To do: Only the lines with "false" in the entries below belong in the answer; please copy them.

+ + + + + + +

PR #917, opened 2023-02-03
Added GithubGetInstallationTokenCommand

maallen:
Adds a command to retrieve a Github installation token for a configured github client

### DIFF
--- a/cli/src/main/java/com/box/l10n/mojito/cli/command/GithubGetInstallationTokenCommand.java
+++ b/cli/src/main/java/com/box/l10n/mojito/cli/command/GithubGetInstallationTokenCommand.java
@@ -4,14 +4,13 @@ import com.beust.jcommander.Parameter;
 import com.beust.jcommander.Parameters;
 import com.box.l10n.mojito.cli.console.ConsoleWriter;
 import com.box.l10n.mojito.github.GithubClients;
+import java.io.IOException;
+import java.security.NoSuchAlgorithmException;
+import java.security.spec.InvalidKeySpecException;
 import org.springframework.beans.factory.annotation.Autowired;
 import org.springframework.beans.factory.annotation.Qualifier;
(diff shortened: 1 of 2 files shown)


cli/src/main/java/com/box/l10n/mojito/cli/command/GithubGetInstallationTokenCommand.java
```diff
@@ -0,0 +1,62 @@
...
+import org.springframework.stereotype.Component;
+
+@Component
+@Scope("prototype")
+@Parameters(
+    commandNames = {"github-install-token"},
+    commandDescription = "Retrieves a github installation token for the specified installation")
+public class GithubGetInstallationTokenCommand extends Command {
+
+  @Autowired(required = false)
```
aurambaj, line 22: `required = false` is not necessary, there should always be an instance, potentially with no clients in it.

cli/src/main/java/com/box/l10n/mojito/cli/command/GithubGetInstallationTokenCommand.java
```diff
@@ -0,0 +1,62 @@
...
+
+  @Override
+  public boolean shouldShowInCommandList() {
+    return false;
+  }
+
+  @Override
+  protected void execute() throws CommandException {
+    try {
+      if (githubClients == null) {
```
aurambaj, line 51: having a doubt now, but see ExtractionDiffNotificationCommand. that test seems more relevant on `githubClients.getClient(owner)`

maallen: Turns out `githubClients.getClient(owner)` will throw an exception if there's no client configured for the supplied owner so I can remove the check here

aurambaj (approved):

+ + + + + + +

Finished exercise:
+  @Autowired(required = false)
aurambaj, line 22: `required = false` is not necessary, there should always be an instance, potentially with no clients in it.
+    return false;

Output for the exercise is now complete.